PR #56, opened 2022-12-09
Export ChainIndex in rhp

n8maninger:
Need `ChainIndex` to build `ConsensusState` for `RPCFormContract` and `RenewContract` outside of `renterd`. Would it be better to move `consensus` out of `internal` instead of having exports everywhere?


lukechampine:
probably. I'm thinking about doing a larger refactor.

PR #57, opened 2022-12-12
Gouging

peterjan:
This PR expose `GougingSettings` on the `bus`. Both the `autopilot` and the `worker` will need to perform these gouging checks, so it has to be configured through the `bus`. The gouging settings allow the user to configure sane max values for some key price points, if the host's prices exceed these values it will be considered to be gouging its prices.

The settings can be easily configured through command line flags (all default to 0).
The settings can also be configured through custom methods on the bus client.


internal/gouging/gouging.go
```diff
@@ -0,0 +1,124 @@
...
+}
+
+func checkDownloadGouging(gs GougingSettings, hs rhpv2.HostSettings, redundancy float64) error {
+	// check base rpc price
+	if !gs.MaxRPCPrice.IsZero() && hs.BaseRPCPrice.Cmp(gs.MaxRPCPrice) > 0 {
+		return fmt.Errorf("rpc price exceeds max: %v>%v, %w", hs.BaseRPCPrice, gs.MaxRPCPrice, ErrGougingDetected)
+	}
+
+	// check download cost
+	minRedundancy := uint64(math.Ceil(redundancy))
```
ChrisSchinnerl, line 71: Why not `MulFloat` for more accuracy? If the redundancy is something like `3.5` this is going to be quite inaccurate and lower the computed price by more than 10%.

internal/gouging/gouging.go
```diff
@@ -0,0 +1,124 @@
...
+var (
+	// ErrGougingDetected is returned when price gouging was detected in one of
+	// the fields of either the price table or the host's external settings.
+	ErrGougingDetected = errors.New("price gouging detected")
+
+	downloadOverdriveEstimatePct = .1
+)
+
+type (
+	GougingChecks struct {
```
ChrisSchinnerl, line 22: Maybe `GougingResults` and `GougingResult` ?

internal/gouging/gouging.go
```diff
@@ -0,0 +1,124 @@
...
+	return GougingChecks{
+		Download:     &check{err: checkDownloadGouging(gs, hs, redundancy)},
+		FormContract: &check{err: checkFormContractGouging(gs, hs)},
+		Upload:       &check{err: checkUploadGouging(gs, hs, period, redundancy)},
+	}
+}
+
+func checkDownloadGouging(gs GougingSettings, hs rhpv2.HostSettings, redundancy float64) error {
+	// check base rpc price
+	if !gs.MaxRPCPrice.IsZero() && hs.BaseRPCPrice.Cmp(gs.MaxRPCPrice) > 0 {
```
ChrisSchinnerl, line 66: I'm kind of inclined to suggest not making the max fields optional. If you want to disable them, set them to a high value but it might be safest to now let people accidentally forget to set these.

internal/gouging/gouging.go
```diff
@@ -0,0 +1,124 @@
...
+		MaxDownloadPrice types.Currency // per TiB
+		MaxUploadPrice   types.Currency // per TiB
+	}
+
+	check struct {
+		err error
+	}
+)
+
+func (c *check) IsGouging() bool {
```
ChrisSchinnerl, line 45: How about we don't expose the individual checks and have methods like `CanDownload`, `CanUpload`, `CanForm` on the `GougingChecks` which then returns a slice of errors for the corresponding gouging checks that should have passed but failed.

e..g `CanForm` would internally check `Download`, `FormContract` and `Upload`.
`CanUpload` would check the same.
`CanDownload` would only check `Download`

internal/gouging/gouging.go
```diff
@@ -0,0 +1,124 @@
...
+		Add(hs.StoragePrice).Mul64(period).Mul64(modules.SectorSize).
+		Mul64(1 << 18) // sectors per TiB
+}
+
+func downloadPricePerTB(hs rhpv2.HostSettings) types.Currency {
+	return hs.SectorAccessPrice.
+		Add(hs.BaseRPCPrice).
+		Add(hs.DownloadBandwidthPrice).Mul64(modules.SectorSize).
+		MulFloat(1 + downloadOverdriveEstimatePct).
+		Mul64(1 << 18) // sectors per TiB
```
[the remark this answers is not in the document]
peterjan: Because of `hs.SectorAccessPrice` (I think it's more readable to compute the total price per sector, and then convert to TiB, than to convert `SectorAccessPrice` to TiB and then use TiB everywhere.

internal/gouging/gouging.go
```diff
@@ -0,0 +1,124 @@
...
+	"go.sia.tech/siad/modules"
+	"go.sia.tech/siad/types"
+)
+
+var (
+	// ErrGougingDetected is returned when price gouging was detected in one of
+	// the fields of either the price table or the host's external settings.
+	ErrGougingDetected = errors.New("price gouging detected")
+
+	downloadOverdriveEstimatePct = .1
```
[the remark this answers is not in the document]
peterjan: I added it because Luke talks about overdrive as well without necessarily knowing the context of the term in `skyd`. So I figured overdrive was a very general term when it comes to downloading. I'll remove it though I was more or less expecting this comment.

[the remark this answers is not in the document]
peterjan: (I just felt we _have_ to account for some overdrive percentage at some point simply because there will be overdrive and we're setting `max` prices.. that's also why it's so pessimistic at 10%)

internal/gouging/gouging.go
peterjan: Hm not sure why I didn't go for `MulFloat` - I probably had a bad reason for it while writing it and then due to tiny refactors it became moot. Will update, it wouldn't be lower though right, it was always intended to be a worst case. I added the overdrive % because originally I was multiplying with `MinShards` here

internal/gouging/gouging.go
peterjan: I'm not sure why the `gouging` check has to make these decisions. If we keep it the way it is, the gouging checks are just exactly what they are, is the host upload gouging yes/no. The caller (autopilot/worker) can easily add a function.

```go
 func canForm(gr GougingResults) bool {
    return 
        !gr.FormContract.IsGouging() &&
        !gr.Download.IsGouging() && 
        !gr.Upload.Isgouging()
}
```

I would normally just go ahead and implement your suggestion but in this case I was initially a bit thrown by the naming.. `CanDownload` doesn't really sit well for me because I _can_ download from that host just fine, I just don't want to because I think it's too expensive.

peterjan: I already feel less strongly about now that I'm rereading my comment. There's no real good reason not to have it defined on the `GougingResults`, but I would expose the individual checks simply because I don't see a reason not to expose it.

bus/bus.go
```diff
@@ -617,6 +618,14 @@ func (b *bus) settingKeyHandlerPOST(jc jape.Context) {
 	}
 }
 
+func (b *bus) setGougingSettings(gs GougingSettings) error {
+	if js, err := json.Marshal(gs); err != nil {
+		return err
```
lukechampine, line 623: prefer to panic here

cmd/renterd/main.go
```diff
@@ -96,20 +98,30 @@ func main() {
 		node.AutopilotConfig
 	}
 
+	// NOTE: the flag package does not offer a nice way to parse currencies with
+	// a fallback to a default value, flag.TextVar would work but that was added
+	// in Go1.19
+	var flagg utils.CurrencyFlags
```
lukechampine, line 104: what about implementing `flag.Value`?

internal/gouging/gouging.go
```diff
@@ -0,0 +1,117 @@
...
+	"go.sia.tech/renterd/internal/utils"
+	rhpv2 "go.sia.tech/renterd/rhp/v2"
+	"go.sia.tech/siad/modules"
+	"go.sia.tech/siad/types"
+)
+
+var (
+	// ErrGougingDetected is returned when price gouging was detected in one of
+	// the fields of either the price table or the host's external settings.
+	ErrGougingDetected = errors.New("price gouging detected")
```
lukechampine, line 16: do we need this? Can't the caller assume that if a gouging check returns an error, it's because it detected gouging?

internal/gouging/gouging.go
```diff
@@ -0,0 +1,117 @@
...
+
+	return nil
+}
+
+func uploadPricePerTB(hs rhpv2.HostSettings, period uint64) types.Currency {
+	return hs.SectorAccessPrice.
+		Add(hs.BaseRPCPrice).
+		Add(hs.UploadBandwidthPrice).Mul64(modules.SectorSize).
+		Add(hs.StoragePrice).Mul64(period).Mul64(modules.SectorSize).
+		Mul64(1 << 18) // sectors per TiB
```
lukechampine, line 109: `1 << 40  / rhpv2.SectorSize`

internal/gouging/gouging.go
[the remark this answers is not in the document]
lukechampine: how about:
```go
sectorPrice := hs.DownloadBandwidthPrice.Mul64(rhpv2.SectorSize).
    Add(hs.SectorAccessPrice).
    Add(hs.BaseRPCPrice)
return sectorPrice.Mul64(sectorsPerTB)
```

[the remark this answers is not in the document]
lukechampine: (btw, the order of operations is important here -- I think your code is computing `(sap+base+dbp)*sectorsize`, not `sap+base+(dbp*sectorsize)`)

cmd/renterd/main.go
peterjan: can't easily default :(

internal/gouging/gouging.go
```diff
@@ -0,0 +1,117 @@
+package gouging
```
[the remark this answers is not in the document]
peterjan: I believe we need them in both the `worker` and `autopilot`

internal/gouging/gouging.go
peterjan: I'll remove it, I sometimes do this when I return multiple errors that belong to the same "category". By have a common error that's exposed the caller can do `errors.Is` checks. It's not being used yet so I agree that was a bit premature

cmd/renterd/main.go
peterjan: That was my first version but there are a couple of shortcoming when you use `flag.Value`, mostly related to the default value. You don't know whether the user passed the flag if you use `flag.Value`, and you don't have a clean way to default the value. I also did not want to wrap `types.Currency`.

Are you against the `CurrencyFlags`? It's temporary and I personally think it's not too bad? At least it's super consistent with the other flags:
```go
flag.Uint64Var(&busCfg.TotalShards, "bus.totalShards", 30, "total amount of ...")
flagg.CurrencyVar(&busCfg.MaxRPCPrice, "bus.maxRPCPrice", types.SiacoinPrecision, "max allowed ...")
```

peterjan:
waiting on #58 to fix the slab test in master

cmd/renterd/main.go
```diff
@@ -96,20 +97,30 @@ func main() {
...
 	apiAddr := flag.String("http", "localhost:9980", "address to serve API on")
 	dir := flag.String("dir", ".", "directory to store node state in")
 	flag.StringVar(&busCfg.remoteAddr, "bus.remoteAddr", "", "URL of remote bus service")
 	flag.StringVar(&busCfg.apiPassword, "bus.apiPassword", "", "API password for remote bus service")
 	flag.BoolVar(&busCfg.Bootstrap, "bus.bootstrap", true, "bootstrap the gateway and consensus modules")
+	flag.StringVar(&busCfg.GatewayAddr, "bus.gatewayAddr", ":9981", "address to listen on for Sia peer connections")
 	flag.Uint64Var(&busCfg.MinShards, "bus.minShards", 10, "min amount of shards needed to reconstruct the slab")
 	flag.Uint64Var(&busCfg.TotalShards, "bus.totalShards", 30, "total amount of shards for each slab")
-	flag.StringVar(&busCfg.GatewayAddr, "bus.gatewayAddr", ":9981", "address to listen on for Sia peer connections")
+	flagg.CurrencyVar(&busCfg.MaxRPCPrice, "bus.maxRPCPrice", types.SiacoinPrecision, "max allowed base price for RPCs (per million)")
```
lukechampine, line 113: does it need to be per million? We have units for SC; users can pass e.g. `123uS` instead of `123SC`.

cmd/renterd/main.go
lukechampine: > You don't know whether the user passed the flag

You don't know this with standard flags anyway, but it rarely matters.

Also, `flagg` is the name of [a package](https://lukechampine.com/flagg) that we might use :)

I think wrapping is the way to go. I've pushed a commit implementing this approach.

peterjan: Oh that is way better. It's shameful stuff but I didn't consider setting default initially so I thought I'd needed a check to see if the flag was passed.

ChrisSchinnerl (approved):
Could use some unit testing since it's very critical that this doesn't break but lgtm otherwise.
──────────────────────────────
▶ [Your instructions] Please find all lines of the entries that hold the string "utils" and copy them.

▶ [Reply]
+	var flagg utils.CurrencyFlags
+	"go.sia.tech/renterd/internal/utils"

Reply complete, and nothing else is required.